BTW, when do we get to see pics of your prototypes?

Here is the recording for the 8,000 turn pickup (about 2.14H inductance), same magnets, larger bobbin than above, loaded with 50K and the standard cable (no preamp). Unless you have lost all your high frequency hearing, you should notice the missing higher string harmonics. The 3 db point is about 3.7KHz.

The bobbin is deeper as well as wider and has room for additional wire.

C2.mp3

Here is the recording of the 8000 turn pickup, loaded with 100K, using with a preamp, 1/4 of a LMV654, used as a unity gain follower. The high frequencies are back.

Here I will summarize what I think the results so far mean. First, the sound of a bass pickup can be nearly the same over about a 700 to one impedance range. (That is the ratio of the inductances from A to D.) And this is not some sound that is all that easy to achieve, but rather nearly flat response over the necessary range. This is achieved by manipulating the load that the pickup looks into, from the low impedance pickup, for which the load is pretty much irrelevant in the real world, to the 2.14 H pickup where the pickup is connected to a high impedance preamp with a short leads.

[By the way I did not give all the details of that preamp. It order to get the sound in the clip it was necessary to bypass the power supplies with large polypropylene caps and smaller ones, and use a resistor in series with the output. The latter is a result of the sensitivity of that op amp to a capacitive load. I used a 10K resistor in series, which put the output pole at about 20KHz, which is high enough compared to the pickup circuit response that it does not matter.]

It seems pretty clear that the sound from a pickup is not determined by its impedance, but rather by its frequency response, a quantity that can be manipulated by controlling the shunt element of the voltage divider formed by the pickup and load. Frequency response is the fundamental parameter in audio. Of course, other things matter as well, but it is useful to determine important factors that affect the frequency response.

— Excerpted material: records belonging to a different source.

PR #771, opened 2023-02-24
build(python): Do not depend on wasmer with emscripten

thewtex:


thewtex:
@bnmajor this will address the JupyterLite dependency -- pushed to PyPI.

bnmajor:
@thewtex Awesome, thanks!

PR #783, opened 2023-03-07
fix(itkWasmImageToImageFilter): use PixelType instead of IOPixelType

PaulHax:
For VariableLengthVector support


thewtex (approved):
:100: @PaulHax thanks!!

PR #798, opened 2023-03-21
fix(cli): Fix the cmakeargs for windows

### LINKED ISSUE #797: itk-wasm-cli doesn't work on windows with more than one cmake arg
Currently if on windows itk-wasm-cli incorrectly constructs a string for the cmake arguments passed to the build command after `"--"`. The cmakeargs variable is an Array of strings. It is added using the plus operator to another string, when adding an Array to a string the default behavior is to call Array.toString() which will join the strings with a comma. This results in cmake not recognizing the arguments correctly as it expects them to be delimited with a space. A potential fix is to call `cmakeArgs.join(' ')` instead.

alexDrinkwater:
fixes #797

### DIFF
--- a/src/itk-wasm-cli.js
+++ b/src/itk-wasm-cli.js
@@ -117,7 +117,7 @@ function build(options) {
   }
   if(process.platform === "win32"){
     var dockerBuild = spawnSync('"C:\\Program Files\\Git\\bin\\sh.exe"',
-      ["--login", "-i", "-c", `"${buildDir}/itk-wasm-build-env web-build ${buildDir} ` + cmakeArgs + '"'], {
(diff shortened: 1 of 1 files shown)


jspanchu:
FYI, @thewtex

thewtex (approved):
@alexDrinkwater @jspanchu thank you!!

alexDrinkwater:
@thewtex Not sure of how you manage your releases, but when is this expected to be merged?

thewtex:
@alexDrinkwater this took a little longer to be merged since CI needed to be approved for a first-time contributor on the repository.

Merging now, and this CD will deploy this to a new version after the CI builds complete.

PR #859, opened 2023-06-12
Apply presentation description null

thewtex:


packages/dicom/apply-presentation-state-to-image.cxx
```diff
@@ -513,13 +549,16 @@ int GenerateOutputImage(OutputImageType& outputImage, const unsigned long width,
   importFilter->SetImportPointer((PixelType*)pixelData, numberOfPixels, false);
   importFilter->Update();
 
+  typename OutputImageType::Pointer copy;
+  itk::ImageAlgorithm::Copy(importFilter->GetOutput(), copy.GetPointer(), region, region);
+
   // set as output image
-  outputImage.Set(importFilter->GetOutput());
+  outputImage = copy;
```
jadh4v, line 556: Do we want to use the call to `itk::ImageAlgorithm::Copy` in place of the previous `outputImage.Set()` call? The crash appears to be due to this change.

thewtex: @jadh4v yes, it should have been `.Set` here, but I was trying this copy because I was not sure if there was an issue with DCMTK's ownership / lifetime of the pixel buffer. But, tests are passing locally. Thanks for your help with this!

PR #861, opened 2023-06-14
fix(dicom-node): export location

jadh4v:
Update export location to match package installation.

Fix for error:
```
Error [ERR_MODULE_NOT_FOUND]: Cannot find module
'...node_modules\@itk-wasm\dicom\dist\bundles\dicom.node.js'
imported from ...
```


thewtex (approved):
Yes!

PR #865, opened 2023-06-21
Cxa thread atexit shim

thewtex:


src/cxaThreadAtExitShim.cxx
```diff
@@ -0,0 +1,38 @@
...
+
+  using Dtor = void(*)(void*);
+
+}
+
+extern "C" {
+
+int __cxa_thread_atexit(__cxxabiv1::Dtor dtor, void* obj, void* dso_symbol) throw()
+{
+  // Do nothing
```
N-Dekker, line 33: Should it not `return` anything?

thewtex: We could have it return an `int`.

N-Dekker: OK, but then it should have a `return` statement, right?

thewtex: Yes, it now returns -1, which seems to be what is used when the function does not run as expected.

N-Dekker: Thanks for addressing my comment 👍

In most guitar pickup design, you start with the load, using either 250K or 500K pots, and then alter various parameters, especially the winding, to get the desired sound. That is, the impedance of the pickup is adjusted to get the desired frequency response given the shunt element. (Although the pickup capacitance is part of that shunt element, and so you really are adjusting the load somewhat, too.)

The interesting remaining question is this: how much below 10KHz? That is, at what bandwidth does the bass pickup lose the sound characterized by having all the string harmonics? It is likely that there is no exact frequency for this, but that the hearing ability of the listener, a variable, matters.

Those samples sound good Mike! Very interesting demonstration, thank you I have a P-bass here. The pickups have a loaded resonant frequency of 2.7kHz and exhibit a low damping factor. Q is over 1 at resonance. Very much unlike your pickups.